__WHAT THE EXERCISE ASKS__.
Would you copy each line of the data below that has "builds"?

__THE RECORDS__.

PR #4857, opened 2025-12-20
Cache Zenodo archives on S3 instead of GCS

### LINKED ISSUE #4856: Zenodo fails with "429 too many requests" error
# Overview

* The week of 2025-12-15 we started getting unit test and documentation build failures due to a Zenodo timeout.
* These failures only seemed to happen in circumstances where we were unable to access our cache of Zenodo archives in GCS.
* The Zenodo API is generally slow and flaky, so we didn't think too much of it, and tried work around the problem by ensuring we could access the GCS cache with appropriate credentials in a larger number of places.
* The problem has persisted, and there's something unusual about it. When our Zenodo retries ultimately fail, they fail with [error code 429: too many requests](https://developer.mozilla.org/en-US/docs/Web/HTTP/Reference/Status/429):

```
urllib3.exceptions.MaxRetryError: HTTPSConnectionPool(host='zenodo.org', port=443):
Max retries exceeded with url: /api/records/17223513/files/datapackage.json/content
(Caused by ResponseError('too many 429 error responses'))
```

* The error can sometimes be reproduced locally by running one of our integration tests, designed to verify that we can in fact pull data directly from Zenodo (rather than from the GCS cache):

```console
pytest --no-cov test/integration/console_scripts_test.py::test_pudl_datastore
```

Which attempts to download a single partition of data directly from Zenodo using one of our smallest datasets, FERC Form 60:

```console
pudl_datastore --dataset ferc60 --bypass-local-cache --partition year=2020
```

* If I run that command once, and I haven't interacted with Zenodo in a while, it seems like it will often pass.
* But if I run it a couple of times in quick succession, it seems to quickly yield the 429 error.
* This behavior might also help explain the recently reliable failure of any Dagster run that would need to download a new version of one of our input datasets -- if the user doesn't have their GCP credentials set up right, or the ETL is defaulting to pulling from Zenodo rather than GCS, it might quickly fail, with a ChildProcessKilled error.
* The Zenodo developer documentation [describes their rate limits](https://developers.zenodo.org/#rate-limiting):
  * 60/min or 2000/hr for unauthenticated users.
  * 100/min or 5000/hr for authenticated users.
* However they also state "For our content and services to be available to everyone we have to make sure that our resources are being distributed fairly. To achieve this, we have rate-limiting measures in place which limit the number of requests users can perform in a time window. Depending on the complexity and load of each request, different endpoints have different limits configured."

## Hypotheses

* Something about our Zenodo usage has changed recently, increasing the number of requests that we are making.  We are somehow identifiable as a single entity.  We are now coming up against a pre-existing rate limit.
* Something about how PUDL makes requests has changed, increasing the number of requests required to engage in the same usage pattern.
* Zenodo has recently imposed a stricter limit on the number of requests that can be made on everybody.
* Zenodo can identify our usage and has imposed a stricter limit on our individual use in particular.
* Our Zenodo API key has been leaked and somebody else is using it to make a ton of requests.

## Potential Solutions

* Make sure we are accessing Zenodo as an authenticated user whenever possible, in the hopes of increasing the number of requests we can make.
* Make sure that we are *not* accessing Zenodo as an authenticated user, so that our aggregate usage in many different contexts is not all counted against the same rate limit.
* Do a better job of limiting how much data we download from Zenodo, and the contexts in which that downloading takes place. Really treat Zenodo as cold storage and rely entirely on the cloud-based cache. This could be annoying because to access the GCS cache you need to be authenticated.
* Switch to publicizing the most recent Zenodo archives via the AWS Open Data Registry in S3. This would avoid the need for authentication, and make it possible for other users to easily access the archives, as well as making them easy to use in a variety of other contexts (CI runs initiated by open source contributors, docs builds on RTD, etc.).  The `zenodo-cache-sync` workflow could be updated to also refresh S3, and the files in there could be given an annual, quarterly, or monthly lifecycle deletion rule to ensure that any data not actively in use by PUDL is not taking up space. With a 400-day expiration, the data in `gs://zenodo-cache.catalyst.coop` takes up about 80GB, so in the context of our 1TB S3 quota this should be doable.

zaneselvans:
# Overview

- Pulling data directly from Zenodo is flaky and slow, and best avoided whenever possible.
- We have a GitHub workflow that automatically caches new Zenodo archives in cloud storage as soon as their DOIs appear in our datastore module.
- Ideally, that would be the only time that we need to pull data directly from Zenodo.
- Until now, we have cached the data in GCS. Unfortunately, this means to access the cache, you need to authenticate, and we don't have the ability to provide credentials in all circumstances, e.g. when an open source contributor is trying to run the CI, or RTD is trying to do our documentation build.
- However, we do have free, public storage available in S3 through their open data registry, and the Zenodo archives that are in active use at any given time are only a few 10s of GB.
- This PR adds an `S3Cache` to the collection of resource caching classes, so that we can cache raw input data on S3, and access it without needing to authenticate.
- Because this cache method should be more performant than Zenodo in all circumstances and doesn't require authentication for reading data, it is now set as the default, pulling data from `s3://pudl.catalyst.coop/zenodo`
- The `zenodo-cache-sync` workflow is also modified to cache new Zenodo data in S3 rather than GCS.
- The nightly build script is modified to rely on the S3 cache instead of GCS.
- I changed the `--gcs-cache-path` argument to be `--cloud-cache-path` and it can take either S3 or GCS URLs now.
- The default in all cases is now to read from the Zenodo cache in S3.

Closes #4856 (hopefully...)

## Review Questions / Considerations

- Did I go too hard on switching to using the S3 cache as the default? The ability to read from GCS still exists, but won't be exercised unless someone asks for it specifically, and it won't work without credentials.
- The `zenodo-cache-sync` workflow no longer updates the cache in GCS and I was planning to delete it once this is up and running.  Does that seem reasonable? If not I should re-enable updating that cache.
- At least on small archives like the EIA-176 or FERC-60 (which I was using for testing) it's still possible to get 429 "too many requests" errors. I suspect because it's making so many requests in quick succession? I'm not sure yet if this will be a problem in production, but it seems independent of the S3 vs. GCS caching, and using S3 means that the only time we should ever have to deal with downloading from Zenodo is in the `zenodo-cache-sync` workflow. Thankfully that workflow does make incremental progress in uploading data, so even if it does get the 429 error, the next time it tries, it'll get a little further.

## Testing

- Disabled my local AWS credentials and was able to download cached data from S3 using `pudl_datastore`
- Built the docs locally with AWS credentials disabled locally.
- The docs build in CI and RTD docs builds are passing with the new S3 cache default.
- With my AWS credentials re-enabled locally I deleted the eia176 archive from the S3 cache and was able to repopulate it using `pudl_datastore --bypass-local-cache`. (though when I did it a second time in quick succession, I got a 429 error)
- Verified that the `zenodo-cache-sync` workflow can actually sync data to S3 from GHA
- Ran the full integration tests in CI to ensure that test coverage was high enough, and that it worked w/ the S3 cache.
- Ran a branch deployment that worked (but also I've mucked with the CLI since then)

## To-do list

- [x] Remove xfail label from datastore CLI test
- [x] Set 400 day lifecycle deletion rule for objects under `s3://pudl.catalyst.coop/zenodo`
- [x] Add `--s3-cache-path` argument to the CLI tools which take `--gcs-cache-path` currently.
- [x] Update documentation to reflect S3 cache rather than GCS cache
- [x] Update the release notes / quality of life improvements
- [x] Combine S3 and GCS cache options into a single `--cloud-cache-path` option to simplify API.
- [x] Run a branch deployment to make sure this didn't mess up nightly builds.

### DIFF
--- a/docs/release_notes.rst
+++ b/docs/release_notes.rst
@@ -27,7 +27,7 @@ Performance Improvements
 Quality of Life Improvements
 ^^^^^^^^^^^^^^^^^^^^^^^^^^^^
 
-* Switched from caching Zenodo archives in GCS to AWS S3, using our free an public AWS
+* Switched from caching Zenodo archives in GCS to AWS S3, using our free and public AWS
   Open Data Registry bucket at ``s3://pudl.catalyst.coop/zenodo``. This will make it
   easier for open source contributors to run continuous integration tests, since no
   cloud credentials are required to download the raw data from S3, and they will not be
--- a/src/pudl/workspace/resource_cache.py
+++ b/src/pudl/workspace/resource_cache.py
@@ -106,7 +106,7 @@ class LocalFileCache(AbstractCache):
         """Adds (or updates) resource to the cache with given value."""
         logger.debug(f"Adding {resource} to {self._resource_path}")
         if self.is_read_only():
-            logger.debug(f"Read only cache: ignoring set({resource})")
+            logger.warning(f"Read only cache: ignoring set({resource})")
             return
         path = self._resource_path(resource)
         path.parent.mkdir(parents=True, exist_ok=True)
@@ -116,7 +116,7 @@ class LocalFileCache(AbstractCache):
     def delete(self, resource: PudlResourceKey):
         """Deletes resource from the cache."""
         if self.is_read_only():
-            logger.debug(f"Read only cache: ignoring delete({resource})")
+            logger.warning(f"Read only cache: ignoring delete({resource})")
             return
         self._resource_path(resource).unlink(missing_ok=True)
 
@@ -253,7 +253,7 @@ class S3Cache(AbstractCache):
             ClientError: for S3 errors
         """
         if self.is_read_only():
-            logger.debug(f"Read only cache: ignoring add({resource})")
+            logger.warning(f"Read only cache: ignoring add({resource})")
             return
 
         if self._unsigned:
@@ -275,7 +275,7 @@ class S3Cache(AbstractCache):
             ClientError: for S3 errors
         """
         if self.is_read_only():
-            logger.debug(f"Read only cache: ignoring delete({resource})")
+            logger.warning(f"Read only cache: ignoring delete({resource})")
             return
 
         if self._unsigned:
@@ -363,7 +363,7 @@ class LayeredCache(AbstractCache):
     def add(self, resource: PudlResourceKey, value):
         """Adds (or replaces) resource into the cache with given value."""
         if self.is_read_only():
-            logger.debug(f"Read only cache: ignoring set({resource})")
+            logger.warning(f"Read only cache: ignoring set({resource})")
             return
         for cache_layer in self._caches:
             if cache_layer.is_read_only():
@@ -378,7 +378,7 @@ class LayeredCache(AbstractCache):
     def delete(self, resource: PudlResourceKey):
         """Removes resource from the cache if the cache is not in the read_only mode."""
         if self.is_read_only():
-            logger.debug(f"Readonly cache: not removing {resource}")
+            logger.warning(f"Read only cache: not removing {resource}")
             return
         for cache_layer in self._caches:
             if cache_layer.is_read_only():


.github/workflows/pytest.yml
```diff
@@ -103,14 +103,6 @@ jobs:
...
           printenv | sort
 
-      - name: Set default GCP credentials
-        id: gcloud-auth
-        continue-on-error: true
-        uses: "google-github-actions/auth@v3"
-        with:
-          workload_identity_provider: "projects/345950277072/locations/global/workloadIdentityPools/gh-actions-pool/providers/gh-actions-provider"
-          service_account: "tox-pytest-github-action@catalyst-cooperative-pudl.iam.gserviceaccount.com"
-
```
zaneselvans, line 113: No authentication is required now, so these steps can be removed.

.github/workflows/zenodo-cache-sync.yml
```diff
@@ -50,23 +49,16 @@ jobs:
...
-        id: gcloud-auth
-        uses: "google-github-actions/auth@v3"
+      - name: Authenticate to AWS
+        uses: aws-actions/configure-aws-credentials@v5
         with:
-          workload_identity_provider: "projects/345950277072/locations/global/workloadIdentityPools/gh-actions-pool/providers/gh-actions-provider"
-          service_account: "zenodo-cache-manager@catalyst-cooperative-pudl.iam.gserviceaccount.com"
+          aws-access-key-id: ${{ secrets.AWS_ACCESS_KEY_ID }}
+          aws-secret-access-key: ${{ secrets.AWS_SECRET_ACCESS_KEY }}
+          aws-region: "us-west-2"
```
zaneselvans, line 57: Here we do need to authenticate, since we're potentially going to write to S3, if there are new archives that need to be cached.

.github/workflows/zenodo-cache-sync.yml
```diff
@@ -50,23 +49,16 @@ jobs:
...
-
-      - name: Update GCS cache with any new Zenodo archives
-        run: |
-          pudl_datastore --gcs-cache-path ${{ env.INTERNAL_ZENODO_CACHE_BUCKET }} --bypass-local-cache --loglevel DEBUG
-
-      - name: Sync internal and public caches
+      - name: Update AWS S3 cache with any new Zenodo archives
         run: |
-          gcloud storage --billing-project=catalyst-cooperative-pudl rsync -r ${{ env.INTERNAL_ZENODO_CACHE_BUCKET }} ${{ env.PUBLIC_ZENODO_CACHE_BUCKET }}
+          pudl_datastore --cloud-cache-path ${{ env.CLOUD_CACHE_PATH }} --bypass-local-cache --loglevel DEBUG
```
zaneselvans, line 61: Including `CLOUD_CACHE_PATH` in the CLI isn't actually necessary since it's now the default. Should I remove it?

docker/gcp_pudl_etl.sh
```diff
@@ -40,16 +39,13 @@ function run_pudl_etl() {
         alembic upgrade head &&
         ferc_to_sqlite \
             --loglevel DEBUG \
-            --gcs-cache-path gs://internal-zenodo-cache.catalyst.coop \
```
zaneselvans, line 43: The default is now equivalent to `--cloud-cache-path s3://pudl.catalyst.coop/zenodo` so I left it out of the arguments entirely.

docs/dev/testing.rst
```diff
@@ -150,13 +150,15 @@ looking at the ``custom options`` section:
...
-                        If set, use this GCS path as a datastore cache layer.
+   Custom options:
+     --live-dbs            Use existing PUDL/FERC1 DBs instead of creating temporary ones.
+     --tmp-data            Download fresh input data for use with this test run only.
+     --etl-settings=ETL_SETTINGS
+                           Path to a non-standard ETL settings file to use.
+     --bypass-local-cache  If enabled, the local file cache for datastore will not be used.
+     --save-unmapped-ids   Write the unmapped IDs to disk.
+     --ignore-foreign-key-constraints
+                           If enabled, do not check the foreign keys.
```
zaneselvans, line 161: Updated to reflect the current options on the script.  Also, note that I've removed the option to set a custom cloud cache path.

docs/dev/testing.rst
```diff
@@ -183,14 +185,15 @@ We use the ``src/pudl/package_data/etl_full.yml`` settings file to specify an ex
...
-data to a temporary datastore that's later deleted automatically:
+Zenodo <https://zenodo.org/communities/catalyst-cooperative>`__. A copy of that data
+is cached locally so that it can be re-used later without needing to be downloaded
+every time. Because downloading data directly from Zenodo can be slow and unreliable,
+by default we download from a cached copy in Amazon's S3 storage, in a free bucket
+provided by the AWS Open Data Registry at ``s3://pudl.catalyst.coop/zenodo``.
+
+You can also force the tests to download of a fresh copy of the data to use just once,
+even if you already have a local copy, which is useful when you are testing the
+datastore functionality specifically.
```
zaneselvans, line 196: Update to reflect new default behavior.

src/pudl/etl/cli.py
```diff
@@ -68,16 +68,14 @@ def get_pudl_etl_job():
...
-        "Load cached inputs from Google Cloud Storage if possible. This is usually "
-        "much faster and more reliable than downloading from Zenodo directly. The "
-        "path should be a URL of the form gs://bucket[/path_prefix]. Internally we use "
-        "gs://internal-zenodo-cache.catalyst.coop. A public cache is available at "
-        "gs://zenodo-cache.catalyst.coop but requires GCS authentication and a billing "
-        "project to pay data egress costs."
+        "Load cached inputs from cloud object storage (S3 or GCS). This is typically "
+        "much faster and more reliable than downloading from Zenodo directly. By "
+        "default we read from the cache in PUDL's free, public AWS Open Data Registry "
+        "bucket."
```
zaneselvans, line 78: Should I explicitly include the default S3 path in the help message?

src/pudl/metadata/classes.py
```diff
@@ -1009,7 +1009,6 @@ def add_datastore_metadata(self) -> None:
         """Get source file metadata from the datastore."""
         dp_desc = Datastore(
             local_cache_path=PudlPaths().data_dir,
-            gcs_cache_path="gs://zenodo-cache.catalyst.coop",
```
zaneselvans, line 1012: Supplanted by the default `cloud_cache_path` value.

src/pudl/resources.py
```diff
@@ -36,10 +36,10 @@ def ferc_to_sqlite_settings(init_context) -> FercToSqliteSettings:
 
 @resource(
     config_schema={
-        "gcs_cache_path": Field(
+        "cloud_cache_path": Field(
             str,
-            description="Load datastore resources from Google Cloud Storage.",
-            default_value="",
+            description="Load datastore resources from this GCS or S3 path.",
+            default_value="s3://pudl.catalyst.coop/zenodo",
```
zaneselvans, line 42: Again, default to the thing we know works.

test/unit/settings_test.py
```diff
@@ -356,7 +356,6 @@ def test_partitions_with_json_normalize(pudl_etl_settings):
 
 
 @pytest.mark.slow
-@pytest.mark.xfail(reason="Zenodo is being particularly flaky. @zaneselvans 2025-12-19")
```
zaneselvans, line 359: This was just here to mitigate the Zenodo 429 errors causing the test to fail.

test/conftest.py
```diff
@@ -77,11 +77,6 @@ def pytest_addoption(parser):
         default=False,
         help="Path to a non-standard ETL settings file to use.",
     )
-    parser.addoption(
-        "--gcs-cache-path",
-        default=None,
-        help="If set, use this GCS path as a datastore cache layer.",
-    )
```
zaneselvans, line 84: Is there any scenario where we would actually want to run the tests without using the S3 cache? (Local cache will still always be preferred if it exists)

src/pudl/workspace/resource_cache.py
```diff
@@ -167,6 +171,152 @@ def contains(self, resource: PudlResourceKey) -> bool:
...
+    def add(self, resource: PudlResourceKey, content: bytes):
+        """Adds (or updates) resource to the cache with given content.
+
+        Raises:
+            RuntimeError: if cache is read-only or using unsigned requests
+            ClientError: for S3 errors
+        """
+        if self.is_read_only():
+            logger.debug(f"Read only cache: ignoring add({resource})")
+            return
```
zaneselvans, line 257: Will this be a confusing silent failure? Should trying to write to a read only cache produce an error instead?

test/unit/workspace/resource_cache_test.py
zaneselvans, line 1: These are mostly LLM generated unit tests that check lots of micro-behavior with mocking.

.github/workflows/zenodo-cache-sync.yml
zschira: I like making args like this explicit even if it's not necessary, so I'm good with leaving as is.

docs/release_notes.rst
```diff
@@ -2,6 +2,41 @@
...
+Bug Fixes
+^^^^^^^^^
+
+Performance Improvements
+^^^^^^^^^^^^^^^^^^^^^^^^
+
+Quality of Life Improvements
+^^^^^^^^^^^^^^^^^^^^^^^^^^^^
+
+* Switched from caching Zenodo archives in GCS to AWS S3, using our free an public AWS
```
zschira:
```suggestion
* Switched from caching Zenodo archives in GCS to AWS S3, using our free and public AWS
```

src/pudl/etl/cli.py
zschira: I think it's fine to leave it out here since you mention that it defaults to the S3 cache.

src/pudl/workspace/datastore.py
```diff
@@ -335,19 +335,34 @@ def __init__(
...
-            except (DefaultCredentialsError, OSError) as e:
-                logger.info(
-                    f"Unable to obtain credentials for GCS Cache at {gcs_cache_path}. "
-                    f"Falling back to Zenodo if necessary. Error was: {e}"
+
+        if cloud_cache_path is not None:
+            parsed_url = urlparse(cloud_cache_path)
+            if parsed_url.scheme == "s3":
+                logger.info(f"Adding S3 cache layer at {cloud_cache_path}")
+                self._cache.add_cache_layer(resource_cache.S3Cache(cloud_cache_path))
```
zschira, line 349: Out of scope for this PR, but I think we could really simplify things if we created a generic `fsspec` chache class that could be used for GCS, S3, and local paths.

src/pudl/workspace/resource_cache.py
zschira: I could see this being confusing. Maybe a middle ground would be to just raise the log-level to `Warning` to guarantee that this isn't totally silent?

src/pudl/workspace/resource_cache.py
```diff
@@ -167,6 +171,152 @@ def contains(self, resource: PudlResourceKey) -> bool:
...
+
+    def delete(self, resource: PudlResourceKey):
+        """Deletes resource from the cache.
+
+        Raises:
+            RuntimeError: if cache is read-only or using unsigned requests
+            ClientError: for S3 errors
+        """
+        if self.is_read_only():
+            logger.debug(f"Read only cache: ignoring delete({resource})")
```
zschira: Again, maybe raise this log-level.

test/conftest.py
zschira: I don't really see any reason to use GCS over S3. Seems like it will be similar levels of performance / reliability, but with no credentials concerns

test/unit/workspace/resource_cache_test.py
```diff
@@ -204,3 +206,252 @@ def test_read_only_cache_ignores_modifications(self):
         assert not lc.contains(r_new)
         assert not self.cache_1.contains(r_new)
         assert not self.cache_2.contains(r_new)
+
+
+class TestS3Cache:
```
zschira, line 211: It seems like a lot of these tests could be generalized to all `AbstractCache`s, but I'm ok leaving that until we perhaps just create a generic `fsspec` cache in the future.

zaneselvans:
Agree that an `fsspec` based cache would simplify a lot of this. Maybe I should have done that instead! Ah well.  I'll create [an issue](https://github.com/catalyst-cooperative/pudl/issues/4860).

> How much total space will this require, and how much will that impact our free S3 storage?

I've set the Zenodo cache to expire and automatically get deleted with a lifecycle rule after 400 days, so that datasets which get updated on an annual basis will hang around until their next update. With that rule in place the cache takes up about 80GB of our 1TB quota. Each data release we're putting out right now takes up about 25GB, so if we keep doing monthly releases, we'll have ~300GB/yr of archived releases that we keep around. So we'll have to start flushing older ones at some point.  But even with the EQR (~100GB) and retaining 2 years of monthly release (~600GB), plus `/stable`, `/nightly` and `/eel-hole` (75GB) we would have a couple hundred GB to spare, so I think this is okay.  We can always go to retaining fewer old data releases and could be more aggressive about culling older versions of the Zenodo archives if we wanted to.

I will update the logging output for those quiet failures to be less quiet and fix that typo, and merge.

zaneselvans:
Failed on testing `zenodo_data_release` script with micro release to Zenodo sandbox... which has been passing just fine! Going to try again.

__RESPONSE__.
* Switch to publicizing the most recent Zenodo archives via the AWS Open Data Registry in S3. This would avoid the need for authentication, and make it possible for other users to easily access the archives, as well as making them easy to use in a variety of other contexts (CI runs initiated by open source contributors, docs builds on RTD, etc.).  The `zenodo-cache-sync` workflow could be updated to also refresh S3, and the files in there could be given an annual, quarterly, or monthly lifecycle deletion rule to ensure that any data not actively in use by PUDL is not taking up space. With a 400-day expiration, the data in `gs://zenodo-cache.catalyst.coop` takes up about 80GB, so in the context of our 1TB S3 quota this should be doable.
- The docs build in CI and RTD docs builds are passing with the new S3 cache default.
- [x] Run a branch deployment to make sure this didn't mess up nightly builds.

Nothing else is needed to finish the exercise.